In his role as wholesale manager at Minneapolis-based Coastal Seafoods, Brian Nelson arrived at work at 4 each morning and usually found messages from 25 to 40 restaurants in the Twin Cities waiting for him.
"Brian had the ear of all the chefs. He played a very important role," said Brenda Langton, owner of Spoonriver restaurant in Minneapolis. "He helped Coastal to be the best purveyor of fish in the Twin Cities."
Nelson, 57, died of congestive heart failure on Nov. 6. He started out in Coastal's retail store 28 years ago, learned to be one of the best fish cutters in the business, and then moved to the wholesale business where he talked every day to chefs in area restaurants.
"He was the face of Coastal Seafoods," said owner Suzanne Weinstein. "Everyone asked for him."
Coastal general manager Tim Lauer said that Nelson routinely juggled the needs of dozens of clients, leaping from a complaint about the day's tuna to suggestions about what a chef should serve for an important dinner to advice about where someone in the business could find a new job.

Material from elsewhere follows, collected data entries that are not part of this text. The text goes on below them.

PR #869, opened 2019-10-08
Move "immersive-ar" mode back into the core spec

toji:
Half of the fix for https://github.com/immersive-web/webxr-ar-module/issues/32, will have a corresponding PR in the WebXR AR module to remove the WebIDL definition from that spec.

### DIFF
--- a/index.bs
+++ b/index.bs
@@ -386,7 +386,7 @@ enum XRSessionMode {
 
   - A session mode of <dfn enum-value for="XRSessionMode">inline</dfn> indicates that the session's output will be shown as an element in the HTML document. {{inline}} session content MUST be displayed in mono (i.e., with a single [=view=]). It MAY allow for [=viewer=] tracking. User agents MUST allow {{inline}} sessions to be created.
   - A session mode of <dfn enum-value for="XRSessionMode">immersive-vr</dfn> indicates that the session's output will be given [=exclusive access=] to the [=XR/immersive XR device=] display and that content <b>is not</b> intended to be integrated with the user's environment.
-  - The behavior of the <dfn enum-value for="XRSessionMode">immersive-ar</dfn> session mode is defined in the <a href="https://immersive-web.github.io/webxr-ar-module/">WebXR AR Module</a> and is not valid unless the UA implements that module.
+  - The behavior of the <dfn enum-value for="XRSessionMode">immersive-ar</dfn> session mode is defined in the <a href="https://immersive-web.github.io/webxr-ar-module/">WebXR AR Module</a> and MUST NOT be added to the [=XR/immersive XR device=]'s [=list of supported modes=] unless the UA implements that module.
 
 In this document, the term <dfn>inline session</dfn> is synonymous with an {{inline}} session and the term <dfn>immersive session</dfn> refers to either an {{immersive-vr}} or {{immersive-ar}} session.
 
--- a/index.bs
+++ b/index.bs
@@ -312,7 +312,7 @@ The <dfn method for="XR">requestSession(|mode|, |options|)</dfn> method attempts
 When this method is invoked, the user agent MUST run the following steps:
 
   1. Let |promise| be [=a new Promise=].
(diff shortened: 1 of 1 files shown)


toji:
AR module portion of this PR is https://github.com/immersive-web/webxr-ar-module/pull/38

index.bs
```diff
@@ -379,14 +379,16 @@ The {{XRSessionMode}} enum defines the modes that an {{XRSession}} can operate i
...
   "inline",
-  "immersive-vr"
+  "immersive-vr",
+  "immersive-ar"
 };
 </pre>
 
   - A session mode of <dfn enum-value for="XRSessionMode">inline</dfn> indicates that the session's output will be shown as an element in the HTML document. {{inline}} session content MUST be displayed in mono (i.e., with a single [=view=]). It MAY allow for [=viewer=] tracking. User agents MUST allow {{inline}} sessions to be created.
   - A session mode of <dfn enum-value for="XRSessionMode">immersive-vr</dfn> indicates that the session's output will be given [=exclusive access=] to the [=XR/immersive XR device=] display and that content <b>is not</b> intended to be integrated with the user's environment.
+  - The behavior of the <dfn enum-value for="XRSessionMode">immersive-ar</dfn> session mode is defined in the <a href="https://immersive-web.github.io/webxr-ar-module/">WebXR AR Module</a> and is not valid unless the UA implements that module.
```
thetuvix: We should be more specific around "not valid" here, specifying that even if a UA doesn't support the AR module, it must still let the page call `isSessionSupported("immersive-ar")` and get false rather than an exception.

rcabanier: yes, `isSessionSupported` should not throw an exception if you pass in an unknown value

rcabanier: this creates a spec loop. WebXR can't make a normative reference to the AR spec which is not in CR.
We should either move the enum to `DOMString` and define the behavior in each spec, or we merge the specs

toji:
Also /fixes #817, FWIW.

index.bs
thetuvix: The pushback on partial enums seemed to be around not having spooky behavior at a distance, where many other specs modify the stated behavior of a core spec.  However, if we make this a `DOMString` purely to work around the spec loop, we'd end up with the worst of both worlds - the other spec still modifies what's logically an enum here, but now we have no mention of it at all in the core spec, so someone doesn't even have a breadcrumb to know about other values.

A `DOMString` could make sense if that's the only mechanism to have `isSessionSupported` return false for unknown future values.  Is throwing an exception on unknown enum values required by WebIDL?  If so, are input enums basically non-extensible in WebIDL?

toji: > We should be more specific around "not valid" here

Agreed. I've updated the PR to now state that the enum MUST NOT be added to the list of supported modes unless the UA implements the AR module, which I think gives us all the clarification we need.

> enum vs. DOMString

At this point honestly I'm looking for the smallest delta I can get from what was previously specced to what WebIDL allows that will let us move forward. As stated previously, I can't see this particular enum growing much larger than this over the lifetime of the API, so I don't feel that it warrants as much collective brainpower as we've already expended on it.

thetuvix: Sounds good!  The use of "list of supported modes" elsewhere makes clear that this will return false.

rcabanier: > Agreed. I've updated the PR to now state that the enum MUST NOT be added to the list of supported modes unless the UA implements the AR module, which I think gives us all the clarification we need.

You are still referring normatively to the other spec which you **can't** do

> I can't see this particular enum growing much larger than this over the lifetime of the API

as @dino mentioned, other places on the web platform use DOMString if they want to keep things forward compatible. Having an enum doesn't buy us anything except unwanted spec and runtime behavior.

rcabanier: > A `DOMString` could make sense if that's the only mechanism to have `isSessionSupported` return false for unknown future values. Is throwing an exception on unknown enum values required by WebIDL? 

Yes
If we put a DOMString in, almost nothing will caused an exception (See javascript's [toString](https://tc39.es/ecma262/#sec-tostring))

> If so, are input enums basically non-extensible in WebIDL?

Yes.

His warm, wickedly funny personality was loved by co-workers and friends, but Nelson could seem an intimidating figure to those who didn't know him. His arms were covered in tattoos, the first reputed to be of Jimmy Page from Led Zeppelin. Pink and blue shades of hair color came and went, along with short spikes and long and stringy locks.
"He was always fashion conscious in an outsider kind of way," said Bob Burns, his roommate and bandmate in the '80s. He put on different personas of his favorite musicians: Dave Gahan of Depeche Mode, Freddy Mercury of Queen, Alice Cooper.
Nelson played in bands from high school on, including Bop Cats, Quadrant and Mood School. "His '80s cover band, A Fixx of Seagulls, showed what an excellent emulator he was," Burns said.